*Exercise objective*:
State the number of lines in the records beneath that hold the word "called", and add nothing.

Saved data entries
↓
PR #343, opened 2025-09-25
Fix Simple KDFs to work with token objects

Jakuje:
#### Description

Reported in parallaxsecond/rust-cryptoki#310 that the token objects do not behave as expected. After some investigation, I figured out I messed up the key creation there and attributes were off.

This attempts to fix it, but still the ALWAYS/NEVER attributes do not seem to be set to the right values and I am unable to figure out why. Any thoughts?

#### Checklist

~- [ ] Rustdoc string were added or updated~

#### Reviewer's checklist:

### DIFF
--- a/src/native/simplekdf.rs
+++ b/src/native/simplekdf.rs
@@ -5,11 +5,11 @@
 
 use std::fmt::Debug;
 
-use crate::attribute::CkAttrs;
+use crate::attribute::{Attribute, CkAttrs};
 use crate::error::Result;
 use crate::mechanism::*;
 use crate::misc::{bytes_to_vec, cast_params};
-use crate::object::{default_key_attributes, Object, ObjectFactories};
+use crate::object::{Object, ObjectFactories};
 use crate::pkcs11::*;
 
 #[cfg(feature = "fips")]
@@ -193,6 +193,9 @@ impl Derive for SimpleKDFOperation {
         let mut tmpl = CkAttrs::from(template);
         tmpl.add_missing_ulong(CKA_CLASS, &CKO_SECRET_KEY);
         tmpl.add_missing_ulong(CKA_KEY_TYPE, &CKK_GENERIC_SECRET);
+        let factory =
+            objfactories.get_obj_factory_from_key_template(tmpl.as_slice())?;
+        let mut dkey = factory.default_object_derive(tmpl.as_slice(), key)?;
 
         let other_data_len = match self.mech {
             CKM_CONCATENATE_BASE_AND_KEY => {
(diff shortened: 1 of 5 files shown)


src/native/simplekdf.rs
```diff
@@ -201,59 +204,36 @@ impl Derive for SimpleKDFOperation {
...
+                dkey.set_attr(Attribute::from_bool(
+                    CKA_ALWAYS_SENSITIVE,
+                    always_sensitive,
+                ))?;
+                let never_extractable = base_key_info.never_extractable
+                    && another_key_info.never_extractable;
+                dkey.set_attr(Attribute::from_bool(
+                    CKA_NEVER_EXTRACTABLE,
+                    never_extractable,
+                ))?;
```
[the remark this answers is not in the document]
Jakuje: Thanks! Thats likely the issue too.

src/tests/simplekdf.rs
```diff
@@ -70,8 +91,65 @@ fn test_concatenate_kdf() {
...
+        dk_handle,
+        &[(CKA_VALUE_LEN, 8)],
+        &[(CKA_VALUE, &exp_value)],
+        &[
+            (CKA_TOKEN, token),
+            (CKA_EXTRACTABLE, true),
+            (CKA_SENSITIVE, false),
+            (CKA_NEVER_EXTRACTABLE, false),
+            //(CKA_ALWAYS_SENSITIVE, false),
+            (CKA_ALWAYS_SENSITIVE, true), // FIXME should be false
```
simo5, line 105: what's on the original key?
Is it possible we are not setting CKA_ALWAYS_SENSITIVE at all on creation?
That could result on the default (true) being returned in internal queries (it would also be a bug probably).

src/tests/simplekdf.rs
```diff
@@ -420,3 +496,121 @@ fn test_concatenate_kdf_fips() {
...
+        session,
+        dk_handle,
+        &[(CKA_VALUE_LEN, 8)],
+        &[],
+        &[
+            (CKA_EXTRACTABLE, false),
+            (CKA_SENSITIVE, true),
+            (CKA_NEVER_EXTRACTABLE, false),
+            //(CKA_ALWAYS_SENSITIVE, false),
+            (CKA_ALWAYS_SENSITIVE, true), // FIXME should be false!
```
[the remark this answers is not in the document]
simo5: We should investigate if the original keys we create in the tests have the correct values for CKA_ALWAYS_SENSITIVE and CKA_NEVER_EXTRACTABLE, if the original keys have bad values, then you may get incorrect values here too because your code only checks the ancestor keys CKA_ALWAYS_SENSITIVE/CKA_NEVER_EXTRACTABLE values regardless of their CKA_SENSITIVE/CKA_EXTRACTABLE values.

src/tests/simplekdf.rs
```diff
@@ -54,7 +71,11 @@ fn test_concatenate_kdf() {
             (CKA_KEY_TYPE, CKK_GENERIC_SECRET),
         ],
         &[],
-        &[(CKA_EXTRACTABLE, true), (CKA_SENSITIVE, false)],
+        &[
+            (CKA_EXTRACTABLE, true),
+            (CKA_SENSITIVE, false),
+            (CKA_TOKEN, token),
```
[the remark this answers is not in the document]
Jakuje: To test also the storage use case. Initially, I tested only session objects, which worked also before, but some data is checked only when it goes to storage. I think it was the CKA_VALUE_LEN missing in my case, which is failing in https://github.com/parallaxsecond/rust-cryptoki/pull/310

src/tests/simplekdf.rs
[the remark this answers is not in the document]
Jakuje: Thats what I tried to do and it seems to be working, but some defaults might be jumping into the play. I will check.

src/tests/simplekdf.rs
Jakuje: I was trying to check the attributes in the new test below, `test_concatenate_kdf_attributes()` and the attributes on the base key looked sensible. But it might be that they were derived from the `CKA_SENSITIVE` on the fly. Let me double-check they are created correctly.

simo5: Just mentioning that we discuss this offline and we have a path forward that differs from the comment here. We will ensure importing an object also stores the the attributes properly so these attributes are always available on all key objects.

Jakuje: The current tests should be working with the current version setting the default attributes according to the specs.
What is not done is setting the default `CKA_ALWAYS_SENSITIVE` and `CKA_NEVER_EXTRACTABLE` for private keys and other secret keys (AES, HMACs ...), which requires the same semantics as we do not have now separate common create method now.
I can try to move them all into the `default_object_create()`, but then I need to distinguish the object class in there (should be in the template, I think) or create separate `private_key_object_create()`. I guess I will try the first approach as it makes the change in one place, which is easily traceable to the PKCS#11 specs

Jakuje: Done in the current iteration

simo5 (approved):
LGTM

PR #351, opened 2025-10-22
Use modern API for secure key parameter export

simo5:
Refactor key parameter export to use the modern `EVP_PKEY_todata` and `OSSL_PARAM_clear_free` functions when available (OpenSSL 4.0+).

This new API provides a more secure and robust method for handling sensitive key material, as `OSSL_PARAM_clear_free` ensures memory is zeroed before deallocation.

The build script now detects this function. For backward compatibility with older OpenSSL versions, the code falls back to the previous implementation using the deprecated `EVP_PKEY_export` and a custom callback to manually copy and zeroize the data.

#### Checklist

#### Reviewer's checklist:

### DIFF
--- a/ossl/build.rs
+++ b/ossl/build.rs
@@ -58,6 +58,12 @@ impl bindgen::callbacks::ParseCallbacks for OsslCallbacks {
             println!("cargo::rustc-cfg=ossl_mlkem")
         }
     }
+
+    fn func_macro(&self, name: &str, _value: &[&[u8]]) {
+        if name == "OSSL_PARAM_clear_free" {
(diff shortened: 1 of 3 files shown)


simo5:
Note this code conditionally check for the function introduced in this PR to be available https://github.com/openssl/openssl/pull/28108
When it is we use the more robust method to deal with export and cleanup rather then the hack we perform in the callback for older versions of OpenSSL.

Once OpenSSL 4.0 is released we may eventually change the conditional to check for ossl_40, but we can't just yet.

Jakuje (approved):
lgtm

PR #355, opened 2025-11-03
Fix runtime panics in date functions in pkcs11/mod.rs

antoninnepras:
#### Description

Fixing runtime panics in date functions in pkcs11/mod.rs.

Functions string_to_ck_date and vec_to_date_validate had implementation errors causing rust panics. Out of range vectors elements were accesed. Vector was allocated but size was set to 0.

#### Checklist

#### Reviewer's checklist:

### DIFF
--- a/src/tests/kdfs.rs
+++ b/src/tests/kdfs.rs
@@ -1,8 +1,8 @@
 // Copyright 2024 Simo Sorce
 // See LICENSE.txt file for terms
 
+use crate::pkcs11::vendor::*;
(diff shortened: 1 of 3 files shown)


Jakuje:
> Basically any calls of the functions with correct vector length would panic. I can add some some test cases. Maybe to `src/tests/pkcs11.rs`?

Thank you. I would rather have some end-to-end test with the PKCS#11 API, probably in `src/tests/attrs.rs`, but I think this is also ok.

PR #365, opened 2025-11-11
Clear errors from signature probe

simo5:
#### Description

The ossl bindings checks for support of message_update in the specific signature provider by attempting an update operation. If this probe failed because the function was unsupported, it would leave an error on the OpenSSL error stack.

Because OpenSSL's error stack is tie to a thread local variable rather than the libctx this can propagate to the application kryoptic is loaded into.

This change wraps the underlying EVP calls with `ERR_set_mark` and `ERR_pop_to_mark`. This ensures that any errors generated by the probe are cleared, preventing them from propagating and causing spurious failures in subsequent code.

Found while working on https://github.com/latchset/pkcs11-provider/pull/657

#### Checklist

#### Reviewer's checklist:

### DIFF
--- a/ossl/src/signature.rs
+++ b/ossl/src/signature.rs
@@ -755,7 +755,9 @@ impl OsslSignature {
                      * supported.
                      */
                     let ret = unsafe {
-                        match ctx.op {
+                        /* avoid errors from propagating unnecessarily */
+                        ERR_set_mark();
+                        let r = match ctx.op {
                             SigOp::Sign => EVP_PKEY_sign_message_update(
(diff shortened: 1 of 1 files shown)


ossl/src/signature.rs
```diff
@@ -766,7 +768,11 @@ impl OsslSignature {
                                 std::ptr::null(),
                                 0,
                             ),
-                        }
+                        };
+                        /* we unconditionally popo to the error mark so no
```
Jakuje:
```suggestion
                        /* we unconditionally pop to the error mark so no
```

Jakuje (approved):

PR #377, opened 2025-11-24
Return error on subsequent C_Initialize calls

### LINKED ISSUE #375: Subsequent calls to C_Initialize do not return CKR_CRYPTOKI_ALREADY_INITIALIZED
Hello and thanks a lot for this useful library 👋 We use it a lot in `rust-cryptoki`!

Refactoring code, I noticed that the following test started to fail. We are calling `C_Initialize` twice in a row and check that the second one returns `CKR_CRYPTOKI_ALREADY_INITIALIZED`. It does not return an error when testing with `kryoptic`, as in panics with `"Initializing twice should not have been allowed"`.

```rust
fn is_initialized_test() -> TestResult {
    use cryptoki::context::CInitializeArgs;

    let pkcs11 = get_pkcs11();

    // initialize the library
    pkcs11.initialize(CInitializeArgs::OsThreads)?;

    match pkcs11.initialize(CInitializeArgs::OsThreads) {
        Err(Error::Pkcs11(RvError::CryptokiAlreadyInitialized, Function::Initialize)) => (), // expected
        Err(e) => panic!("Got unexpected error when initializing: {e}"),
        Ok(()) => panic!("Initializing twice should not have been allowed"),
    }

    pkcs11.finalize()?;

    Ok(())
}
```

simo5:
#### Description

The PKCS#11 specification requires that C_Initialize return CKR_CRYPTOKI_ALREADY_INITIALIZED if it is called more than once. This change implements this behavior by checking the initialization state at the start of the function.

This also resolves an issue where parallel test execution via `cargo test` would fail, as multiple tests would attempt to initialize the same global state. The test assertions have been updated to accept either CKR_OK or CKR_CRYPTOKI_ALREADY_INITIALIZED.

Fixes #375 

#### Checklist

#### Reviewer's checklist:

### DIFF
--- a/src/tests/init.rs
+++ b/src/tests/init.rs
@@ -16,7 +16,7 @@ fn test_init_token() {
     let mut args = TestToken::make_init_args(Some(testtokn.make_init_string()));
     let args_ptr = &mut args as *mut CK_C_INITIALIZE_ARGS;
     let mut ret = fn_initialize(args_ptr as *mut std::ffi::c_void);
-    assert_eq!(ret, CKR_OK);
+    assert_in!(ret, [CKR_OK, CKR_CRYPTOKI_ALREADY_INITIALIZED]);
     let mut session: CK_SESSION_HANDLE = CK_UNAVAILABLE_INFORMATION;
     let mut ro_session: CK_SESSION_HANDLE = CK_UNAVAILABLE_INFORMATION;
     let label = "Init Test";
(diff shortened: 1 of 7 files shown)


src/tests/init.rs
```diff
@@ -16,7 +16,7 @@ fn test_init_token() {
     let mut args = TestToken::make_init_args(Some(testtokn.make_init_string()));
     let args_ptr = &mut args as *mut CK_C_INITIALIZE_ARGS;
     let mut ret = fn_initialize(args_ptr as *mut std::ffi::c_void);
-    assert_eq!(ret, CKR_OK);
+    assert!(ret == CKR_OK || ret == CKR_CRYPTOKI_ALREADY_INITIALIZED);
```
Jakuje: wonder if something like this would help the reporting and would be more "rust-way":
```suggestion
    match ret {
        CK_OK | CKR_CRYPTOKI_ALREADY_INITIALIZED => (), // OK
        _ => panic!("C_Initialize returned unexpected value {ret}")
    }
```

simo5:
> > > Should we have an explicit test to verify the C_Initialize actually return the `CKR_CRYPTOKI_ALREADY_INITIALIZED` when called repetitively in one function?
> > 
> > 
> > It would have to be an external test, because we always get CKR_CRYPTOKI_ALREADY_INITIALIZED except for the first test, but we do not know which one is the first because they all run in parallel.
> 
> But if we call it twice in ONE test, it should do, shouldn't?

No. All tests run in the same binary, the very first test that is run (whichever it is) will get CKR_OK, *all* other tests will only ever get CKR_CRYPTOKI_ALREADY_INITIALIZED now.

Issue #288, opened 2025-06-30
Consolidate all fips testing in a single file


simo5:
This will make maintenance of fips tests easier.
And will also allow to methodically test each mechanism as required.

PR #388, opened 2025-12-15
Ed25519ctx is not fips approved

### LINKED ISSUE #380: The FIPS provider supports ED25519, but not ED25519CTX
I already changed the rust-cryptoki testsuite (which builds kryoptic against latest openssl 3.5) to match this expectation as the failure from the kryoptic is not very user friendly: parallaxsecond/rust-cryptoki#331. 

The related upstream issue is here and the patches landed down to 3.2: openssl/openssl#27502.

Given that we did not catch it here, I think this boils down to the missing test coverage for this case (but I did not investigate it).

The failure comes already with the `C_SignInit()` API as we try to fetch the ED25519CTX (https://github.com/parallaxsecond/rust-cryptoki/pull/324#issuecomment-3627761358):
```
Error: 0 [ERROR] Openssl Error(50856204): "FIPS internal library context, Algorithm (ED25519CTX : 0), Properties (<null>)"
Error: 0 [ERROR] ossl/src/signature.rs:37: EVP_SIGNATURE_fetch() failed: []
Error: 0 [ERROR] Generic CK error, CKR_DEVICE_ERROR(48)
test sign_verify_eddsa_with_ed25519_schemes ... FAILED
```
I think this can come up as a surprise as at the FIPS indicator level, we identifying the `CKM_EDDSA` mechanism as allowed, but it does not work for this particular parameters. Using some better error code would be the least thing we could do.

simo5:
#### Description

And OpenSSL completely removed it from the FIPs module. So fail early.

Fixes #380 
#### Checklist

#### Reviewer's checklist:

### DIFF
--- a/src/ossl/eddsa.rs
+++ b/src/ossl/eddsa.rs
@@ -52,7 +52,11 @@ fn parse_params(
         if params.phFlag == CK_TRUE {
             return Ok((SigAlg::Ed25519ph, ctx));
         } else {
-            return Ok((SigAlg::Ed25519ctx, ctx));
+            if cfg!(feature = "fips") {
+                return Err(CKR_MECHANISM_PARAM_INVALID)?;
↑
*Response area*:
2